# Description of the task
Go through the data and tally the lines that include "three". The reply is that number alone.

# Materials provided
Issue #10077, opened 2022-07-27
Reading out of bounds in function_parser_utility


EduardGomezEscandell:
**Description**
Accessing element -1 of a string

**Scope**
If the expression string starts with 'x', then we reach line 38 with `i=0`.
https://github.com/KratosMultiphysics/Kratos/blob/fc2e6d1b32d98dbbedb06b244eb81deedd1ad30b/kratos/utilities/function_parser_utility.cpp#L28-L46
Then we access element `MAX_LONG -1`.
Testing it, I've seen that:
- With `libstdc++` (GNU's standard library implementation), this is understood as reading the `\0` sentinel, so no issue. [This reduced example](https://godbolt.org/z/scW1qTPW7) shows it reading `\0`.
- With `libc++` (LLVM's standard library), this is understood as a good old read outside limits, hence undefined behaviour. [This reduced example](https://godbolt.org/z/Ybvz58oaT) shows the sanitizer complaining and reading `\20`, some random ASCII character.

I haven't tested with Microsoft's implementation (Compiler explorer doesn't allow for running the minimal example either).

**To Reproduce**
This piece of code runs on Centos only, so it can be quite niche. Furthermore, it seems that with gcc it won't break. But it is still undefined behaviour.

**Expected behavior**
No illegal memory accessing.

matekelemen:
I'm curious: shouldn't this have already caused segfaults? For example, [this test](https://github.com/KratosMultiphysics/Kratos/blob/55d962ddeff800edcc6ae4c9f3dd3cda5fb2be28/kratos/tests/test_function_parser_utility.py#L28) begins with an ```x``` but passed the CI on every compiler for years now.

EduardGomezEscandell:
That's what I thought, but aparently on gcc's implementation (the one in CI) accessing `string::npos` returns `\0`. Note that `(std::size_t)(-1)` undeflows to `string::npos`.

With clang's implementation this breaks, but the Centos CI run doesn't test it.

matekelemen:
> With clang's implementation this breaks

We also have a clang run in the CI, don't we? Does this only become an issue in release builds?

EduardGomezEscandell:
We have a ubuntu clang CI, but this piece of code is only run on Centos (it is the fallback when regex is not available).

It is indeed possible that we're building with libstdc++, I don't know which one is the default and which one is used.

Issue #10041, opened 2022-07-18
Niche error in function_parser_utility


EduardGomezEscandell:
**Description**
This is not really problematic, I'm reporting mostly so its documented. I don't believe anyone is afected by this.

In function `CheckThereIsNotx` in here:
https://github.com/KratosMultiphysics/Kratos/blob/fc2e6d1b32d98dbbedb06b244eb81deedd1ad30b/kratos/utilities/function_parser_utility.cpp#L28-L46

It ensures that functions such as `exp` are not confused with an `x` as a variable name. Tinyexpr also supports hexadecimal number so `f(t) = 0x13 + t` would still be misparsed as a function of x.

**Scope**
Parsing of functions in json

**To Reproduce**
With some process that allows functions, write something like `0x100 + t` and see how this function is labeled as depending on `x` by `CheckThereIsNotx`.

**Expected behavior**
Should not be parsed as depending on `x`.

**Environment**
I haven't reproduced this issue, I've reached this conclusion with static analysis. Note that I have confirmed that tinyexpr supports hex (With Ubuntu 22.04 and gcc, if that's relevant).

matekelemen:
Oh god; good chance to replace this with a regex?

EduardGomezEscandell:
Solved in https://github.com/KratosMultiphysics/Kratos/pull/10251

PR #10078, opened 2022-07-27
Fixing bugs in function_parser_utility

EduardGomezEscandell:
## 📝 Description
This PR fixes two bugs:
 - #10041
 - #10077

Ideally we'd use a regex (even more ideally [CTRE](https://github.com/hanickadot/compile-time-regular-expressions)) and be done, but aparently that is not possible on Centos.
This PR fixes the bugs in the fallback case, and unifies behaviour into a single path.

Splitting it into two paths only allowed for bugs to lay dormant.

## Implementation details
I created a fancy version of adjacent_find, but with 3 instead of 2 adjacent elements passed to the predicate.
```
    Hello, world
      ~~~
     Pred('l', 'l', 'o')       window analyses three entries at a time
```
```
    Hello, world
   ~~~        ~~~
              Pred('l', 'd', '\0')    first and last iterations are padded
   Pred('\0', 'H', 'e')
```
Then the logic is implemented for an arbitrary set of three contiguous characters. Basically manually appplying the following regex:
```regex
/\b[xyzXYZ]\b/
```
based on the documentation of tinyexpr.

## Alternative solution
Keeping the regex when not in centos, and hardcoding DependsOnSpace=true when in centos. This check is only an optimization to avoid recomputing the function at every node, so we could do without it if we prefered so.

### DIFF
--- a/kratos/utilities/function_parser_utility.cpp
+++ b/kratos/utilities/function_parser_utility.cpp
@@ -12,7 +12,10 @@
 //
 
 // System includes
-#include <regex>
+#include <algorithm>
+#include <array>
+#include <cctype>
+#include <iterator>
 
 // External includes
 #include "tinyexpr/tinyexpr/tinyexpr.h"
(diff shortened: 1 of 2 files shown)


loumalouomega (commented):
From my side OK

loumalouomega:
Just one thing, in Centos the compiler is going to be updated to accept C++17, so this change can be avoided

kratos/utilities/function_parser_utility.cpp
```diff
@@ -24,25 +27,64 @@
...
-                    return false;
-                }
-            }
-        }
+    // Edge case: length 0
+    if(Begin == End) {
+        return End;
+    }
+    
+    auto wmiddle = std::next(Begin); // Middle of the window
```
matekelemen, line 51: > The window is padded such that every element of the sequence is the middle element of the window once.

Minor thing: this is a bit confusing because ```wmiddle``` will never point to ```Begin```, but I see the necessary check is performed in line 58 so I think the behaviour is correct.

EduardGomezEscandell:
How son is that comming?

kratos/utilities/function_parser_utility.cpp
```diff
@@ -61,19 +103,7 @@ BasicGenericFunctionUtility::BasicGenericFunctionUtility(const std::string& rFun
     InitializeParser();
 
     // Check if it depends on space
-#if !(defined(__GNUC__) && !defined(__clang__) && (__GNUC__ < 4 || (__GNUC__ == 4 && (__GNUC_MINOR__ < 9))))
```
loumalouomega, line 64: My question is if it is more efficient keep this check and do the new method only in older compilers

loumalouomega:
> How soon is that comming?

Ping @roigcarlo

kratos/utilities/function_parser_utility.cpp
EduardGomezEscandell: Well the issue is that splitting the code is what led to these bugs being uncaught.

Besides, std::regex is notoriously slow, so I wouldn't be surprised if it was slower than the hand-rolled implementation. But no way of knowing this without testing.

However, since this piece of code is only ran a few times before starting the simulation, performance is not critical.

kratos/utilities/function_parser_utility.cpp
```diff
@@ -24,25 +27,64 @@
...
+ *  - Function containing x:          exp
+ */
+bool ExpressionDependsOnSpace(std::string const& rExpression) {
+    return PaddedWindowFind(rExpression.cbegin(), rExpression.cend(), '\0', 
+        [] (char lead, char middle, char last) {
+            constexpr auto const& variables = "xyzXYZ";
+            if(std::find(std::begin(variables), std::end(variables), middle) == std::end(variables)) {
+                return false; // Middle character is not xyzXYZ
+            }
+            return !std::isalnum(lead) && !std::isalnum(last);
```
matekelemen, line 85: What about cases with leading digits other than 0? This would reject ```1x``` ... ```9x```, right?

matekelemen (commented):
Awesome!

kratos/utilities/function_parser_utility.cpp
EduardGomezEscandell: Those can be two cases:
- `longer_variable_name1x...`: Should, and is rejected
- `1x...`: Invalid variable name (must start with a letter): Will crash earlier, would be rejected anyways

kratos/utilities/function_parser_utility.cpp
EduardGomezEscandell: Yeah, the behaviour is correct (as you pointed out about line 58). I could make it clearer but that would require an extra iterator copy and a couple extra `std::advance`s.

kratos/utilities/function_parser_utility.cpp
matekelemen: Right, I wasn't sure whether tinyexpr supported shorthand factors (eg.: ```2x``` for ```2*x```) but I see it doesn't (it would be ambiguous with hex formats anyway).

kratos/utilities/function_parser_utility.cpp
matekelemen: Yeah I'd say don't worry about it, it just takes a minute to figure out what's going on.

rubenzorrilla:
Do these changes have any performance impact?

EduardGomezEscandell:
Algorithmic complexity is O(n) with length of the string, same or better than before, but strings are usually short so the constants are more relevant here. Whether it is faster or slower I don't know, but it's going to be similar.

The impact is going to be negligible anyways. Only processes with function fields (like typical boundary conditions with `"value": "2*x"`) use this, and is used only once at construction.

rubenzorrilla:
> Algorithmic complexity is O(n) with length of the string, same or better than before, but strings are usually short so the constants are more relevant here. Whether it is faster or slower I don't know, but it's going to be similar.
> 
> The impact is going to be negligible anyways. Only processes with function fields (like typical boundary conditions with `"value": "2*x"`) use this, and is used only once at construction.

Perfect then. If changes only affect the parsing performance is not an issue.

EduardGomezEscandell:
> Just one thing, in Centos the compiler is going to be updated to accept C++17, so this change can be avoided

If I understand correctly, this PR can be closed now, right? We can use std::regex on centos now.

loumalouomega:
Yes, we can

EduardGomezEscandell:
Closing. Note that the bug is still out there, to fix it we need to apply the proper regex: `/\b[xyzXYZ]\b/`

loumalouomega:
@EduardGomezEscandell can we close the branch?=

EduardGomezEscandell:
Yes, no need for it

# Response box
2